He is a long-time and highly regarded member of the V-CC, whilst I've only joined in the last 18 months. He is such a fanatic about 'originality' that he even wears period clothing for club rides; I don't so much mind that he made a profit on the bike, it is the hypocrisy that narks me. 

He is very much involved and influential in the activities of his local section (sadly, the nearest one to me) and is considered to be something of a 'guru' on old bikes. I know very little about old bikes/bike components and automatically, that gives me no 'standing' within the V-CC.

I have mentioned it to some V-CC members, but basically, they weren't interested. As I've already mentioned, (unlike PorkyPete), some of them do make very good money from Ebay.


----------



## Hilldodger (6 Nov 2009)

That's why I don't want to be a member of the VCC any more because too many people use it to further their business. If it wasn't for the Boneshaker magazine I wouldn't bother.


----------



## pubrunner (6 Nov 2009)

Rhythm Thief said:


> I have a feeling it weas someone my girlfriend's dad knows who bought your Rory O'Brien.

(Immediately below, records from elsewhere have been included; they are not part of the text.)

PR #3275, opened 2022-11-14
Restructure smoketest functions

### LINKED ISSUE #3094: Mess up smoke test headers won't break build.
Funny fact: mess up smoke test headers won't break build. Is it a feature or a bug? 

Example: 
If I change the function signature of this line: https://github.com/NCAR/VAPOR/blob/339086b671be773c86a97307e003d4e5c4edc879/test_apps/smokeTests/gridTools.h#L40

to be:
```c++
bool RunTest(int haha_I_am_a_new_param, VAPoR::Grid *grid, bool silenceTime);
```
there will be no build failures at all, which alludes, can these smoke test results be trusted?

sgpearse:
Fixes [#3094](https://github.com/NCAR/VAPOR/issues/3094) by re-ordering smoke test functions. Some functions were being defined before being called resulting in multiple signatures. This resulted in modifications to the the header creating new function definitions, which wouldn't be called in lieu of the source's definition.

This also re-orders the smoke test function definitions to match the order of their header declarations.

### DIFF
--- a/test_apps/smokeTests/dataMgrTools.cpp
+++ b/test_apps/smokeTests/dataMgrTools.cpp
@@ -3,6 +3,25 @@
 #include "gridTools.h"
 #include "dataMgrTools.h"
 
+int TestDataMgr(const std::string &fileType, size_t memsize, size_t nthreads, const std::vector<std::string> &files, const std::vector<std::string> &options, bool silenceTime)
+{
+    VAPoR::DataMgr dataMgr(fileType, memsize, nthreads);
+    int            rc = dataMgr.Initialize(files, options);
+    if (rc < 0) {
+        cerr << "Failed to intialize WRF DataMGR" << endl;
+        return -1;
+    }
+
+    PrintDimensions(dataMgr);
+    PrintMeshes(dataMgr);
+    PrintVariables(dataMgr);
+    TestVariables(dataMgr, silenceTime);
+    PrintCoordVariables(dataMgr);
+    PrintTimeCoordinates(dataMgr);
+
+    return 0;
+}
+
 void PrintDimensions(const VAPoR::DataMgr &dataMgr)
 {
     vector<string> dimnames;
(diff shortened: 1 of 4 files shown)


shaomeng:
> Fixes [#3094](https://github.com/NCAR/VAPOR/issues/3094) by re-ordering smoke test functions. Some functions were being defined before being called resulting in multiple signatures.

I have 2 questions Scott:
1. Isn't "being defined before being called" the expected way of writing C++ functions?
2. Multiple signatures sound like a problem need to be addressed. I'd expected that one or more signatures to be deleted to address it. Could you explain why "re-ordering smoke test functions" can solve it?

sgpearse:
> Isn't "being defined before being called" the expected way of writing C++ functions?

Yes.

> Multiple signatures sound like a problem need to be addressed. I'd expected that one or more signatures to be deleted to address it. Could you explain why "re-ordering smoke test functions" can solve it?

This solves that problem by ordering the functions in a way that we only have one declaration in the header and one definition in the source.  Before, we had a declaration in the header and an extra declaration+definition in the source due to the order.

IE - The code will successfully call the signature of myFunc() that is declared+defined in the source.  We can modify the header declaration and it will not break the build.

foo.h

`void myFunc( int dummyVar );`

foo.cpp

```
#include "foo.h"

void myFunc() { std::cout << "myFunc()" << std::endl; }

void caller() {
    myFunc();
}
```

shaomeng:
Honestly I don't follow very well. One of the big advantages of C++ over C is that one don't need to worry about function declaration ordering anymore. More specifically, when writing C code, one needs to be careful about ordering often, and C++ eliminates this requirement, thus reducing chances to shoot your feet.

Could the smoke test program take advantage of this wonderful capability provided by C++? Or maybe explain why it cannot take advantage of it? My thinking here is, if the code is written in a way that function ordering matters, then it's quite possible that the ordering is messed up again later down the road.

shaomeng:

I don't think he'd have broken it for bits though as he has a fantastic collection of old bikes, mostly complete and original.

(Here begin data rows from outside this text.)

PR #3315, opened 2023-01-20
Python API documentation overhaul

### LINKED ISSUE #3304: Documentation is wrong about the vector field multiplier
In the documentation, the following is stated:

Vector field multiplier: Allows the user to multiply their vector field values by a scalar. This is useful in the situation
where the data domain and the vector field are in different units. For example, if the data domain is in units of km, and
the vector field is in units of m/s, the user may **multiply their vector field by 1000** so that all units are congruent with
each other.

This should read "**multiply their vector field by 0.001**"

I had some very weird results until I figured this out.

- [ ] Did VAPOR crash?
- [ X] Did you get wrong results?

**Impact**
- [X ] High - User productivity significantly degraded
- [ ] Medium - User productivity partially degraded

### To Reproduce

I have a model with a domain in km and velocity data in m/s just like the "for example" above, but 1000 should be 1/1000! To reproduce, just follow the advice above!

sgpearse:
Fixes #3304

This PR makes the following changes to our documentation

1) Switch themes from sphinx-rtd-theme to sphinx-book-theme
2) Adds Python API installation instructions, examples, and class reference
3) Moves documentation content into three primary sections, 1) Data formatting requirements, 2) Vapor application reference, and 3) Python API reference
4) Many organizational changes and naming changes
5) readTheDocs is now configured to build using a conda environment

The large number of files changed (447) are due to 1) the Python API having many classes that are documented in this PR, and 2) Renaming directories changes all contained files.

I suggest comparing the current docs with the ones in this PR via the following links:
[Current website](https://vapor.readthedocs.io/en/readthedocs/#)
[New website in this PR](https://vapor.readthedocs.io/en/pythonhelp/index.html)


NihanthCW (approved):
This looks good to me.
The actual python api reference can be polished in appearance but as we've discussed earlier, we can address that is successive iterations. I think this is a very good starting point. Thanks Scott!

StasJ (changes requested):
## Requested Changes

I believe it is standard practice not to include generated files in git repos since a small change in one of the config files may result in a commit with tens of thousands of changes. 

We probably don't need to expose internal python modules like `vapor.cppyyDoxygenWrapper` or `vapor.renderer.FuncWrapperRegex` since those are not relevant to the end user. In some cases they are the majority which could make it hard to navigate. For example, below there is only one relevant module:

s1

## Comments

Would it be possible to include some sort of formatting to make it more readable? For example in [xarray's documentation](https://docs.xarray.dev/en/stable/generated/xarray.plot.FacetGrid.html) the formatting makes it easier to distinguish different elements while in Vapor's doc everything except the class name is plain text.

StasJ (approved):

NihanthCW (approved):

shaomeng (approved):

PR #3322, opened 2023-02-02
Fix Deleting a Python variable plotted in a renderer causes Vapor to crash #3293

### LINKED ISSUE #3293: Deleting a Python variable plotted in a renderer causes Vapor to crash
### Describe the bug
When an active renderer is showing a user-derived variable, and the variable is deleted in the Python derived variable form, the renderer crashes to shell

- [X] Did VAPOR crash?

**Impact**
- [X] High - User productivity significantly degraded

### To Reproduce
1. Go to Python derived variables
2. Create a derived variable
3. Create a renderer and plot the variable according to type
4. Enable the renderer
5. Open Python derived variables and delete variable
6. Vapor crashes to shell

### Expected behavior
I expect Vapor to warn the user the variable is used and can't be deleted, or the renderer to be disabled until a new variable is set.

### Desktop
 - OS and version: [Windows 11 21H2]
 - Version: [Vapor 3.7]

StasJ:
Fix #3293

### DIFF
--- a/lib/common/VAssert.cpp
+++ b/lib/common/VAssert.cpp
@@ -16,6 +16,6 @@ void Wasp::_VAssertFailed(const char *expr, const char *path, const unsigned int
 #ifdef NDEBUG
     exit(1);
 #else
-    raise(SIGTERM);
+    raise(SIGINT);
 #endif
 }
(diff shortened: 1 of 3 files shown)


sgpearse (changes requested):
The problem is fixed, but I'm curious what lib/osglCMakeLists.txt has to do with the fix.  It's still fixed when I checkout main's version.  Was this an accident or is there something I'm missing?

StasJ:
> The problem is fixed, but I'm curious what lib/osglCMakeLists.txt has to do with the fix. It's still fixed when I checkout main's version. Was this an accident or is there something I'm missing?

Not an accident, just a minor thing that didn't warrant it's own PR.

sgpearse (approved):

I can assure you that it *was* someone that your girlfriend's Dad knows and the bike *was* 'broken for bits'. Your girlfriend's Dad is fully aware of what happened.

I have emailed your girlfriend's dad quite a few times and have found him to be incredibly helpful, friendly and knowledgeable. He has 'gone out of his way' to provide advice and assistance - he is a person for whom I have the *utmost respect -* a thoroughly decent man. He was, I think, embarrassed and 'put-out' at what occurred; he felt that he was 'put in a difficult position', because the buyer of my bike is a 'long-standing friend'.

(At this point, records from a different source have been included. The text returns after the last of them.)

PR #3330, opened 2023-02-08
fix #3318

### LINKED ISSUE #3318: Flow deltaT calculation on mostly zero fields
Flow integration relies on a step size, noted as `deltaT` in the code base. The current code samples velocity from 1000 positions in the volume, and use the maximum sampled velocity to estimate an initial `deltaT`. This approach is mostly sufficient, however, when there's only a tiny region containing non-zero velocity, these 1000 samples can easily miss the non-zero regions.

To reproduce, download and extract the following dataset [tube_data.tar.gz](https://github.com/NCAR/VAPOR/files/10504709/tube_data.tar.gz). Use the seed in `listOfSeeds.txt` to generate a flow line, and you'll see a straight line, indicating that `deltaT` is too big.  After manually scaling down the initial `deltaT` by 400, a more plausible flowline is produced, as the screenshot shows.

A possible solution: provide a knob to users to manually scale up/down the initial step size. This knob will have a default value of 1.0, and will remain 1.0 for most use cases.

Note: this bug was originally reported on [discourse](https://vapor.discourse.group/t/trouble-with-the-flow-renderer/260/6).

Screenshot from 2023-01-25 16-33-29

shaomeng:
Follow steps described in #3318 , one initially gets a straight line.

After manually setting `First Step Size Multiplier` to `0.01`, then a spiral flow line is produced.

### DIFF
--- a/apps/vaporgui/FlowEventRouter.cpp
+++ b/apps/vaporgui/FlowEventRouter.cpp
@@ -43,6 +43,7 @@ FlowEventRouter::FlowEventRouter(QWidget *parent, ControlExec *ce) : RenderEvent
                 _pathlineInjectionSlider = new PIntegerSliderEdit(FP::_seedInjInterval, "Injection Interval"),
             }),
             new PDoubleInput(FP::_velocityMultiplierTag, "Vector Field Multiplier"),
+            new PDoubleInput(FP::_firstStepSizeMultiplierTag, "First Step Size Multiplier"),
             new PCheckbox(FP::_xPeriodicTag, "X axis periodicity"),
             new PCheckbox(FP::_yPeriodicTag, "Y axis periodicity"),
             new PCheckbox(FP::_zPeriodicTag, "Z axis periodicity"),
--- a/apps/vaporgui/FlowEventRouter.cpp
+++ b/apps/vaporgui/FlowEventRouter.cpp
@@ -42,8 +42,6 @@ FlowEventRouter::FlowEventRouter(QWidget *parent, ControlExec *ce) : RenderEvent
                 _pathlineLengthSlider = new PIntegerSliderEdit(FP::_pastNumOfTimeSteps, "Pathline Length"),
                 _pathlineInjectionSlider = new PIntegerSliderEdit(FP::_seedInjInterval, "Injection Interval"),
             }),
-            new PDoubleInput(FP::_velocityMultiplierTag, "Vector Field Multiplier"),
-            new PDoubleInput(FP::_firstStepSizeMultiplierTag, "First Step Size Multiplier"),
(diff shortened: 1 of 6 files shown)


sgpearse (changes requested):
@shaomeng - Can we add our new widget to a new PSection entitled "Advanced Options" at the very bottom of the Seeding tab?  Also, something this obscure probably deserves a descriptive tooltip.  See [line 69](https://github.com/NCAR/VAPOR/blob/6fafb33aa0f9c1b4e7e518288b57c19aa4bcf2b8/apps/vaporgui/FlowEventRouter.cpp#L69) for an example.

shaomeng:
> @shaomeng - Can we add our new widget to a new PSection entitled "Advanced Options" at the very bottom of the Seeding tab? Also, something this obscure probably deserves a descriptive tooltip. See [line 69](https://github.com/NCAR/VAPOR/blob/6fafb33aa0f9c1b4e7e518288b57c19aa4bcf2b8/apps/vaporgui/FlowEventRouter.cpp#L69) for an example.

Good idea to add a tooltip. Question regarding "Advanced Options": do you know how to hide/show it?

sgpearse:
That can be done with PShowIf() which has a few examples in FlowEventRouter.cpp.  I'm guessing we only want to show this for steady flow?  

You just need to feed PShowIf() the tag of a parameter and it will show/hide its contents.  Line 68 is as follows:

```
 68   (new PShowIf(FP::_seedGenModeTag))->Equals((int)FlowSeedMode::LIST)->Then({
 69       (new PFileOpenSelector(FP::_seedInputFilenameTag, "List of seeds file"))
 70         ...
```

shaomeng:
> That can be done with PShowIf() which has a few examples in FlowEventRouter.cpp. I'm guessing we only want to show this for steady flow?
> 
> You just need to feed PShowIf() the tag of a parameter and it will show/hide its contents. Line 68 is as follows:
> 
> ```
>  68   (new PShowIf(FP::_seedGenModeTag))->Equals((int)FlowSeedMode::LIST)->Then({
>  69       (new PFileOpenSelector(FP::_seedInputFilenameTag, "List of seeds file"))
>  70         ...
> ```

Never mind, I think it's a control that applies to both steady/unsteady. Finally question, could you show me a sample code on how to create an advanced section and place a specific widget in it?

sgpearse:
It would look something like this, as the last item in the _seedingTab item after the "Write flow lines to file" section:

```
new PSection("Advanced Options", {
    new PDoubleInput(FP::_firstStepSizeMultiplierTag, "First Step Size Multiplier")->SetToolTip("...")
})
```

sgpearse (approved):
@shaomeng - good idea of adding the velocity multiplier to Advanced Options.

*The matter is long since closed*. I've mentally 'forgiven' the buyer of the bike - his attitude towards dealing in old bikes and originality is just different from my own. No point in harbouring grudges; life goes on and all that. 

I've only used that real-life experience to query whether 'originality' is so important.


----------



## PpPete (6 Nov 2009)

pubrunner said:


> *The matter is long since closed*. I've mentally 'forgiven' the buyer of the bike - his attitude towards dealing in old bikes and originality is just different from my own. No point in harbouring grudges; life goes on and all that.
> 
> .



I admire you for taking that attitude. 
Much as I'd try not to let it, an experience like that would stay with me for a very long time indeed.


----------



## Rhythm Thief (6 Nov 2009)

pubrunner said:


> I can assure you that it *was* someone that your girlfriend's Dad knows and the bike *was* 'broken for bits'. Your girlfriend's Dad is fully aware of what happened.
> 
> I have emailed your girlfriend's dad quite a few times and have found him to be incredibly helpful, friendly and knowledgeable. He has 'gone out of his way' to provide advice and assistance - he is a person for whom I have the *utmost respect -* a thoroughly decent man. He was, I think, embarrassed and 'put-out' at what occurred; he felt that he was 'put in a difficult position', because the buyer of my bike is a 'long-standing friend'.
> 
> ...



Sorry Pubrunner, I wasn't trying to imply there was any bad feeling on his part, or on yours. In fact, I do seem to recall him saying something about this a while back and I got the impression he wasn't happy then. He is a nice bloke and he knows his onions (especially regarding Major Nicholls and Paris Galibier bikes). I'll see if I can get some pics of his collection one of these days.


----------



## pubrunner (6 Nov 2009)

Rhythm Thief said:


> *He is a nice bloke* and *he knows his onions (especially regarding Major Nicholls and Paris Galibier bikes)*. I'll see if I can get some pics of his collection one of these days.



*+1*


----------



## pubrunner (6 Nov 2009)

porkypete said:


> I admire you for taking that attitude.
> Much as I'd try not to let it, an experience like that would stay with me for a very long time indeed.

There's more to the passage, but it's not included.